6 – Optionally JUST FOR TROUBLESHOOTING RESONS you can add Message Box activity which would allow you to check if we retrieved the desired values from JSON payload. For that let’s define the following properties:

  • for Input Text define the following VB expression JQout.tostring which allows to read the provided JSON and transform it to String data type. It is done because Input Text property allow only values of data type string.
  • Message Box Title, Button Selection, Response Code can stay empty.

7 – Let’s add JSON for DataTable activity part of system activities which allows to transform the JSON array into data tabel.Let’s configure its properties in a following way:

  • for JSON array, which is the input value for this activity, define JQout
  • for DataTable, which will store the data table with values from JSON array, let’s create the variable:
    • called dt of type DataTable (System.Data.DataTable)
      • to find DataTable data type expand the Variable Type and select Browse for type. In the Type name cell type DataTable and select DataTable under the System.Data domain.

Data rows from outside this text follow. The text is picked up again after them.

PR #28490, opened 2024-08-29
Revert to previous behavior in deepdiff

### LINKED ISSUE #28489: Account for `threshold_to_diff_deeper` in `DeepDiff`
### Motivation

`DeepDiff` introduces the `threshold_to_diff_deeper` parameter, which it describes as:

> threshold_to_diff_deeper=float is a number between 0 and 1. When comparing dictionaries that have a small intersection of keys, we will report the dictionary as a new_value instead of reporting individual keys changed. If you set it to zero, you get the same results as DeepDiff 7.0.1 and earlier, which means this feature is disabled. The new default is 0.33 which means if less that one third of keys between dictionaries intersect, report it as a new object.

We want to report individual keys instead of the entire diff.

### Design

Set `threshold_to_diff_deeper=0` for the `DeepDiff.deepdiff` calls in the test harness.

### Impact

Reverts to previous behavior.

loganharbour:
Closes #28489

### DIFF
--- a/python/TestHarness/testers/SchemaDiff.py
+++ b/python/TestHarness/testers/SchemaDiff.py
@@ -30,6 +30,8 @@ class SchemaDiff(RunApp):
             self.specs['required_python_packages'] = 'deepdiff>=6.1.0'
         elif 'deepdiff' not in self.specs['required_python_packages']:
             self.specs['required_python_packages'] += ' deepdiff>=6.1.0'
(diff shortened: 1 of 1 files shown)


loganharbour:
@GiudGiud @milljm this resolves the deepdiff issue.

GiudGiud (approved):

8 – Now we will write datatable the into .xls spreadsheet. For that we will use the activity Write Range activity part of Excel activities categoryand define the following values:

  • for Data Table provide the exact data table which should be written into it, specify dt.
  • for Stating Cell provide the exact cell address from where to input the data table for instance “A1” or you can create the argument:
    • called cell of type string and default value for instance “A1”
    • Note: the Cell Address property data type is string so the provided cell address should be within the “” (quotation mark)
  • for Workbook path, which is the exact .xls file where the values will be written specify the following argument:
    • called excelpath of type string and default value with .xlsx workbook created as part of the pre-requisites “C:\RPA\OCR.xlsx“
  • for Worksheet Name, which is the name of the workbook within the .xlsx file, for that let’s create the argument:
    • called workbook of type string and default value e.g. “List1
      • Note: the exact name of the workbook of the part of the .xlsx file create the workbook default name maybe different depending on the used language on your working station.

The flow will write the extracted values as well as extra properties into the excel spreadsheet.